Fanzo estime que le G7 doit s’attaquer à ce problème en recalibrant la façon dont il fournit des subventions, qui sont actuellement canalisées vers de grandes productions agricoles. Selon un récent rapport de l’ONU, le soutien agricole mondial s’élève à près de 540 milliards de dollars par an – soit 15 % de la production agricole – les dépenses étant pondérées par rapport aux producteurs des pays en développement. Plus des deux tiers de ce soutien sont considérés comme faussant les prix et « largement nocifs pour l’environnement », conclut le rapport.

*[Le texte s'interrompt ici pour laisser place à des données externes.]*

PR #458, opened 2025-11-07
Change FanoutSearchTarget to NodeInfo

boda26:
1. Change FanoutSearchTarget to NodeInfo
2. Fix fanout_test accordingly
3. Add cancelled check in Reply() to fix testtimeout_CMD and CME

### DIFF
--- a/src/commands/commands.cc
+++ b/src/commands/commands.cc
@@ -15,6 +15,7 @@
 #include "src/schema_manager.h"
 #include "src/valkey_search.h"
 #include "valkey_search_options.h"
+#include "vmsdk/src/cluster_map.h"
 #include "vmsdk/src/debug.h"
 
 namespace valkey_search {
@@ -36,6 +37,15 @@ int Reply(ValkeyModuleCtx *ctx, ValkeyModuleString **argv, int argc) {
   auto *res =
       static_cast<Result *>(ValkeyModule_GetBlockedClientPrivateData(ctx));
   CHECK(res != nullptr);
+
+  // Check if operation was cancelled and partial results are disabled
+  if (!options::GetEnablePartialResults().GetValue() &&
+      res->parameters->cancellation_token->IsCancelled()) {
+    ++Metrics::GetStats().query_failed_requests_cnt;
+    return ValkeyModule_ReplyWithError(
+        ctx, "Search operation cancelled due to timeout");
+  }
+
   if (!res->neighbors.ok()) {
     ++Metrics::GetStats().query_failed_requests_cnt;
     return ValkeyModule_ReplyWithError(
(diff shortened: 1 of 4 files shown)


allenss-amazon (approved):

src/commands/commands.cc
```diff
@@ -121,7 +131,12 @@ absl::Status QueryCommand::Execute(ValkeyModuleCtx *ctx,
           ForceReplicasOnly.GetValue()
```
yulazariy, line 131: the mode is no longer use and needs to be deleted

src/query/fanout.cc
```diff
@@ -201,7 +202,7 @@ absl::Status PerformSearchFanoutAsync(
   bool has_local_target = false;
   for (auto &node : search_targets) {
     auto detached_ctx = vmsdk::MakeUniqueValkeyDetachedThreadSafeContext(ctx);
-    if (node.type == FanoutSearchTarget::Type::kLocal) {
+    if (node.is_local) {
```
yulazariy, line 205: the is_local should be refer to the locality of the node that runs the query but in your case it means it is in the same shard.
that makes a node to always not fanout request to other nodes in the same shard.

you set it in the code 
```
std::optional<NodeInfo> ClusterMap::ParseNodeInfo(
    ValkeyModuleCallReply* node_arr, bool is_local_shard, bool is_primary) {
...
  return NodeInfo{.node_id = node_id_str,
                  .is_primary = is_primary,
                  .is_local = is_local_shard,
                  .socket_address = addr,
                  .additional_network_metadata = additional_network_metadata,
                  .shard = nullptr};
}
```

src/commands/commands.cc
```diff
@@ -121,7 +131,12 @@ absl::Status QueryCommand::Execute(ValkeyModuleCtx *ctx,
...
               ? query::fanout::FanoutTargetMode::kReplicasOnly
               : query::fanout::FanoutTargetMode::kRandom;
-      auto search_targets = query::fanout::GetSearchTargetsForFanout(ctx, mode);
+      // refresh cluster map if needed
+      ValkeySearch::Instance().GetOrRefreshClusterMap(ctx);
+      auto search_targets =
+          ForceReplicasOnly.GetValue()
+              ? ValkeySearch::Instance().GetClusterMap()->GetReplicaTargets()
```
yulazariy, line 138: `GetReplicaTargets` are all the replicas in cluster according to 
```
const std::vector<NodeInfo>& GetReplicaTargets() const {
    return replica_targets_;
  }; 
```
and 
```
std::shared_ptr<ClusterMap> ClusterMap::CreateNewClusterMap(
    ValkeyModuleCtx* ctx) {
...
// Populate target lists
  for (auto& [shard_id, shard] : new_map->shards_) {
    if (shard.primary.has_value()) {
      new_map->primary_targets_.push_back(shard.primary.value());
      new_map->all_targets_.push_back(shard.primary.value());
    }
    for (const auto& replica : shard.replicas) {
      new_map->replica_targets_.push_back(replica);
      new_map->all_targets_.push_back(replica);
    }
  }
...
}
```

AddrCet équilibre est une opportunité importante pour les dirigeants du G7, a affirmé M. Fanzo. « Le G7 doit tout mettre en œuvre pour empêcher les gens d’avoir faim maintenant. Ils doivent également construire un système alimentaire plus résilient en déplaçant les subventions et le soutien politique de l’agriculture industrielle vers une production alimentaire localisée plus diversifiée. »

José Luis Chicoma, ancien ministre de la Production du Pérou et Yale World Fellow, est d’accord. « L’objectif du G7 d’aider les pays en développement à devenir autosuffisants en matière d’alimentation se traduira, s’il est réalisé, par moins de personnes affamées et moins de crises alimentaires mondiales. Mais les mots sont bon marché. Pour que cela devienne une réalité, les dirigeants du G7 doivent mettre leur poids politique et leur force financière derrière les petits producteurs et des systèmes alimentaires localisés plus diversifiés. »

Le soutien aux petits exploitants – qui fournissent plus de 70 % des calories consommées en Afrique subsaharienne et en Asie – est essentiel. Actuellement, les données de la Climate Policy Initiative montrent qu’ils reçoivent une infime proportion du financement climatique pour les aider à renforcer leur résilience au changement climatique. « Le G7 et les donateurs doivent doubler le financement climatique disponible pour l’alimentation et l’agriculture et veiller à ce que les petits producteurs – qui sont essentiels à la sécurité alimentaire mais ne reçoivent que 1,7 % du financement climatique – reçoivent plus de soutien. »Chicoma a souligné.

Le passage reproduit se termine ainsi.